## [Task goal]
Please write out every line of the material exactly.

## [Material supplied]
PR #502, opened 2020-10-03
Remove "CheckIn" Model, Update "My Health" Screen

mattThousand:
### Why
We'd like to remove the concept of a "Check In" from the app because it added complexity in its implementation and did not provide significant value to the user. 

### This Commit
This commit consolidates the "today" and "overtime" screens into a single screen that 
- allows the user to log symptoms
- allows the user to navigate to the symptom checker if they are not feeling well

This commit also removes the native iOS `CheckInModule` and the related code for storing and fetching `CheckIns` from the database

Simulator Screen Shot - iPhone 11 Pro - 2020-10-03 at 16 58 56


aledustet (commented):
Great idea! I feel like we could use this edit to also clean up the UI a bit and re-arrange the CTA properly. Should we remove also the remaining navigation constants? And perhaps the android side resolvers?

mattThousand:
> Great idea! I feel like we could use this edit to also clean up the UI a bit and re-arrange the CTA properly. Should we remove also the remaining navigation constants? And perhaps the android side resolvers?

Sure! Do we know how we'd like the UI to look? For the android side, I was imagining that @juancruzgs would make a separate PR when he has availability

src/locales/en.json
```diff
@@ -171,15 +171,6 @@
     "question_icon": "Question mark icon",
     "unchecked_checkbox": "Unchecked checkbox"
   },
-  "my_health": {
```
aledustet, line 174: There is also a portion in there for the health assessments and probably the section on the results of the daily check-in. Should we remove them on this PR? Perhaps create a couple of cleanup tickets to go with some follow-up work?

src/MyHealth/MyHealthContent.tsx
```diff
@@ -132,43 +80,71 @@ const DaySummary: FunctionComponent<DaySummaryProps> = ({
...
-      {logEntries.map((logEntry) => {
+      {symptomLogEntries.map((logEntry) => {
         return <LogEntry key={logEntry.id} logEntry={logEntry} />
       })}
     </>
   )
 }
 
-const OverTime: FunctionComponent = () => {
+const MyHealthContent: FunctionComponent = () => {
```
aledustet: Isn't this a little too generic? Now that we have the one screen with multiple elements and the data safety check for an empty state I think it would make sense to break this one up in a couple of small components and leave the data guard aspect on a `MyHealth.tsx` or even an `index` file here in this folder. Thoughts?

src/MyHealth/SymptomLogContext.spec.tsx
```diff
@@ -78,10 +26,9 @@ describe("SymptomLogProvider", () => {
         date: mockedDate,
         symptoms,
       }
-      ;(getCheckIns as jest.Mock).mockResolvedValue([])
       ;(getLogEntries as jest.Mock).mockResolvedValue([])
 
-      const AddCheckInStatus = () => {
+      const AddCheckSymptomLogEntry = () => {
```
aledustet: Apologies but I'm a little confused about this naming, is this inner component to test that a new symptom log is created? Should it be `AddSymptomLog` or `LogSymptoms`?

src/MyHealth/symptoms.ts
```diff
@@ -83,54 +67,29 @@ const groupLogEntriesByDay = (allEntries: SymptomLogEntry[]): LogDataByDay => {
...
 
     if (groupedEntries[entryDateBeginningOfDay]) {
-      const newLogEntries = groupedEntries[entryDateBeginningOfDay].logEntries
+      const newLogEntries = groupedEntries[entryDateBeginningOfDay]
       newLogEntries.push(entry)
       newLogEntries.sort(compareDatesAscending)
-      groupedEntries[entryDateBeginningOfDay].logEntries = newLogEntries
+      groupedEntries[entryDateBeginningOfDay] = newLogEntries
     } else {
-      groupedEntries[entryDateBeginningOfDay] = {
```
aledustet, line 91: Part of the reason this got so bloated and separated was because of the data massaging that we needed to do. Could a simpler grouping improve this complicated logic now that we don't need a data structure that invested? Could a `[date, [log]]` mapping be enough, right before we display the collection?

aledustet (approved):
This looks good, I'm a little concerned about loose ends remaining after we move on from the cleanup, that's the nature of some of my comments but I feel like this could definitely be an iterative process, no need to tackle them all right now unless we feel we need to do them now.

devinjameson:
LGTM, UI looks good enough and can be improved in a future PR.

devinjameson:
Also gotta love that "just removed 1000 lines of code" feeling. 😍

src/MyHealth/MyHealthContent.spec.tsx
```diff
@@ -1,61 +1,73 @@
...
-    it("displays a 'no logs' message", () => {
-      const { getByText } = render(
+describe("MyHealthContent", () => {
+  it("allows the user to add a symptom log entry", async () => {
+    const navigateSpy = jest.fn()
+    ;(useNavigation as jest.Mock).mockReturnValue({
+      navigate: navigateSpy,
+    })
+    const { getByLabelText } = render(
+      <SymptomLogContext.Provider value={factories.symptomLogContext.build({})}>
```
johnschoeman:
```suggestion
      const initialContext = factories.symptomLogContext.build()
      <SymptomLogContext.Provider value={initialContext}>
```

I try to avoid inlining things like this as they tend to grow unruly over time.

src/MyHealth/Today.spec.tsx
```diff
@@ -1,192 +0,0 @@
-import React from "react"
```
johnschoeman, line 1: This seems like a pretty big change in its own right. What do you think about separating the prs of 'Removing the save CheckIn feature' And 'Remove the Today Tab' ? its not clear to me that they need to go together? and its preferable to have PRs be as small as possible.

Additionally, Why are we removing the Today vs Over time tabs? I think we still want to have those separate tabs? and we just wanted to remove the 'Feeling Good' button for the time being until we can figure out what its meant to do?

johnschoeman (commented):
Before merging this, can we clarify why we are removing the OverTime and Today tabs?

PR #508, opened 2020-10-05
CI Fix for PC Track

mattThousand:
### Why
We'd like to be able to generate development archives of the iOS app for testers to use

### This Commit
This commit updates the `BT_Development` scheme to archive using the `Debug` build configuration


ios/COVIDSafePaths.xcodeproj/xcshareddata/xcschemes/BT_Development.xcscheme
```diff
@@ -111,7 +111,7 @@
       buildConfiguration = "Debug-BT">
    </AnalyzeAction>
    <ArchiveAction
-      buildConfiguration = "Release-BT"
+      buildConfiguration = "Debug-BT"
```
aledustet, line 114: This is probably me talking from lack of knowledge but won't this build the schema that needs the metro server?

aledustet (approved):
:shipit:  I have one question that would most definitely educate me 😄

johnschoeman (approved):

ios/COVIDSafePaths.xcodeproj/xcshareddata/xcschemes/BT_Development.xcscheme
mattThousand: good question - since it's archiving it will not be an issue 👍

PR #510, opened 2020-10-05
Add bluetooth and location events to ios

johnschoeman:
Why:
A previous commit added the `onBluetoothStatusUpdated` and
`onLocationStatusUpdated` events to for listening to required status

## [Output for this task]
PR #502, opened 2020-10-03
Remove "CheckIn" Model, Update "My Health" Screen

mattThousand:
### Why
We'd like to remove the concept of a "Check In" from the app because it added complexity in its implementation and did not provide significant value to the user. 

### This Commit
This commit consolidates the "today" and "overtime" screens into a single screen that 
- allows the user to log symptoms
- allows the user to navigate to the symptom checker if they are not feeling well

This commit also removes the native iOS `CheckInModule` and the related code for storing and fetching `CheckIns` from the database

Simulator Screen Shot - iPhone 11 Pro - 2020-10-03 at 16 58 56


aledustet (commented):
Great idea! I feel like we could use this edit to also clean up the UI a bit and re-arrange the CTA properly. Should we remove also the remaining navigation constants? And perhaps the android side resolvers?

mattThousand:
> Great idea! I feel like we could use this edit to also clean up the UI a bit and re-arrange the CTA properly. Should we remove also the remaining navigation constants? And perhaps the android side resolvers?

Sure! Do we know how we'd like the UI to look? For the android side, I was imagining that @juancruzgs would make a separate PR when he has availability

src/locales/en.json
```diff
@@ -171,15 +171,6 @@
     "question_icon": "Question mark icon",
     "unchecked_checkbox": "Unchecked checkbox"
   },
-  "my_health": {
```
aledustet, line 174: There is also a portion in there for the health assessments and probably the section on the results of the daily check-in. Should we remove them on this PR? Perhaps create a couple of cleanup tickets to go with some follow-up work?

src/MyHealth/MyHealthContent.tsx
```diff
@@ -132,43 +80,71 @@ const DaySummary: FunctionComponent<DaySummaryProps> = ({
...
-      {logEntries.map((logEntry) => {
+      {symptomLogEntries.map((logEntry) => {
         return <LogEntry key={logEntry.id} logEntry={logEntry} />
       })}
     </>
   )
 }
 
-const OverTime: FunctionComponent = () => {
+const MyHealthContent: FunctionComponent = () => {
```
aledustet: Isn't this a little too generic? Now that we have the one screen with multiple elements and the data safety check for an empty state I think it would make sense to break this one up in a couple of small components and leave the data guard aspect on a `MyHealth.tsx` or even an `index` file here in this folder. Thoughts?

src/MyHealth/SymptomLogContext.spec.tsx
```diff
@@ -78,10 +26,9 @@ describe("SymptomLogProvider", () => {
         date: mockedDate,
         symptoms,
       }
-      ;(getCheckIns as jest.Mock).mockResolvedValue([])
       ;(getLogEntries as jest.Mock).mockResolvedValue([])
 
-      const AddCheckInStatus = () => {
+      const AddCheckSymptomLogEntry = () => {
```
aledustet: Apologies but I'm a little confused about this naming, is this inner component to test that a new symptom log is created? Should it be `AddSymptomLog` or `LogSymptoms`?

src/MyHealth/symptoms.ts
```diff
@@ -83,54 +67,29 @@ const groupLogEntriesByDay = (allEntries: SymptomLogEntry[]): LogDataByDay => {
...
 
     if (groupedEntries[entryDateBeginningOfDay]) {
-      const newLogEntries = groupedEntries[entryDateBeginningOfDay].logEntries
+      const newLogEntries = groupedEntries[entryDateBeginningOfDay]
       newLogEntries.push(entry)
       newLogEntries.sort(compareDatesAscending)
-      groupedEntries[entryDateBeginningOfDay].logEntries = newLogEntries
+      groupedEntries[entryDateBeginningOfDay] = newLogEntries
     } else {
-      groupedEntries[entryDateBeginningOfDay] = {
```
aledustet, line 91: Part of the reason this got so bloated and separated was because of the data massaging that we needed to do. Could a simpler grouping improve this complicated logic now that we don't need a data structure that invested? Could a `[date, [log]]` mapping be enough, right before we display the collection?

aledustet (approved):
This looks good, I'm a little concerned about loose ends remaining after we move on from the cleanup, that's the nature of some of my comments but I feel like this could definitely be an iterative process, no need to tackle them all right now unless we feel we need to do them now.

devinjameson:
LGTM, UI looks good enough and can be improved in a future PR.

devinjameson:
Also gotta love that "just removed 1000 lines of code" feeling. 😍

src/MyHealth/MyHealthContent.spec.tsx
```diff
@@ -1,61 +1,73 @@
...
-    it("displays a 'no logs' message", () => {
-      const { getByText } = render(
+describe("MyHealthContent", () => {
+  it("allows the user to add a symptom log entry", async () => {
+    const navigateSpy = jest.fn()
+    ;(useNavigation as jest.Mock).mockReturnValue({
+      navigate: navigateSpy,
+    })
+    const { getByLabelText } = render(
+      <SymptomLogContext.Provider value={factories.symptomLogContext.build({})}>
```
johnschoeman:
```suggestion
      const initialContext = factories.symptomLogContext.build()
      <SymptomLogContext.Provider value={initialContext}>
```

I try to avoid inlining things like this as they tend to grow unruly over time.

src/MyHealth/Today.spec.tsx
```diff
@@ -1,192 +0,0 @@
-import React from "react"
```
johnschoeman, line 1: This seems like a pretty big change in its own right. What do you think about separating the prs of 'Removing the save CheckIn feature' And 'Remove the Today Tab' ? its not clear to me that they need to go together? and its preferable to have PRs be as small as possible.

Additionally, Why are we removing the Today vs Over time tabs? I think we still want to have those separate tabs? and we just wanted to remove the 'Feeling Good' button for the time being until we can figure out what its meant to do?

johnschoeman (commented):
Before merging this, can we clarify why we are removing the OverTime and Today tabs?

PR #508, opened 2020-10-05
CI Fix for PC Track

mattThousand:
### Why
We'd like to be able to generate development archives of the iOS app for testers to use

### This Commit
This commit updates the `BT_Development` scheme to archive using the `Debug` build configuration


ios/COVIDSafePaths.xcodeproj/xcshareddata/xcschemes/BT_Development.xcscheme
```diff
@@ -111,7 +111,7 @@
       buildConfiguration = "Debug-BT">
    </AnalyzeAction>
    <ArchiveAction
-      buildConfiguration = "Release-BT"
+      buildConfiguration = "Debug-BT"
```
aledustet, line 114: This is probably me talking from lack of knowledge but won't this build the schema that needs the metro server?

aledustet (approved):
:shipit:  I have one question that would most definitely educate me 😄

johnschoeman (approved):

ios/COVIDSafePaths.xcodeproj/xcshareddata/xcschemes/BT_Development.xcscheme
mattThousand: good question - since it's archiving it will not be an issue 👍

PR #510, opened 2020-10-05
Add bluetooth and location events to ios

johnschoeman:
Why:
A previous commit added the `onBluetoothStatusUpdated` and
`onLocationStatusUpdated` events to for listening to required status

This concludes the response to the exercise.